Table: Tidy data for women employment
Industry	Total_Employed	Management_Business_Financial	Professional	Protective_Services	Non_Protective_Services	Sales_Occupations	Office_Admin_Support	Farming_Fishing_Forestry	Construction_Extraction	Intallation_Maintenance_Repair	Production_Occupations	Transportation	Industry_Category
Agriculture and related	650	253	22	2	42	6	79	217	0	2	7	20	Agriculture and related
Mining, quarrying, and oil and gas extraction	99	43	14	0	2	1	28	0	8	1	1	2	Mining, quarrying, and oil and gas extraction
Construction	1173	316	82	4	14	32	444	0	247	14	7	14	Construction
Durable goods	2314	570	315	5	29	87	406	0	12	32	760	99	Manufacturing
Nondurable goods	1981	445	210	4	37	143	276	3	2	14	717	131	Manufacturing
Wholesale trade	1022	179	67	3	10	310	286	11	0	4	44	107	Wholesale and retail trade

Step 3: Visualize & Summarize Data

ggplot(men_bls_data, aes(x = reorder(Industry, Total_Employed), y = Total_Employed, fill = Industry)) +
  geom_bar(stat = "identity") +
  coord_flip() +
  ggtitle("Men Employment by Industry") +
  labs(x = "Industry", y = "Total Employed") +
  theme(legend.position = "none")

ggplot(women_bls_data, aes(x = reorder(Industry, Total_Employed), y = Total_Employed, fill = Industry)) +
  geom_bar(stat = "identity") +
  coord_flip() +
  ggtitle("Women Employment by Industry") +
  labs(x = "Industry", y = "Total Employed") +
  theme(legend.position = "none")

From the graph above we can see that the total average number of employed people per industry is very different for men vs women. We can see that,

The highest number number of employed men are in the “Professional and business services” industry, while women are in “Education and health services”.
The lowest number number of employed men are in the “Private Household services” industry, while women are in “Mining, quarrying, and oil and gas extraction”.

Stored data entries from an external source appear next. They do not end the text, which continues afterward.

PR #178, opened 2024-11-20
Adds support for meshing in-vessel components

tokamaster:
This pull request introduces a method for generating a tetrahedral mesh of individual in-vessel components and exporting the mesh in .h5m format. The process involves the following steps:

1. Importing the STEP file: The method imports the STEP file corresponding to the component.
2. Mesh Generation: Using Cubit, a tetrahedral mesh is created for the imported component.
3. Exporting Mesh: The resulting meshed volume is exported in .exo format, which is then converted to .h5m using MOAB.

Step 4: Communication of Results

In this project I used the package “readxl” to read the data from an Excel source. This package’s pre-processing parameters helped to partially pre-clean up the file while reading it into R. Using its very useful parameters became an effective tool to prepare the data for analysis. I also used the “dplyr” package to perform additional data wrangling. Both packages proved to be very useful in preparing tidy data for data analysis.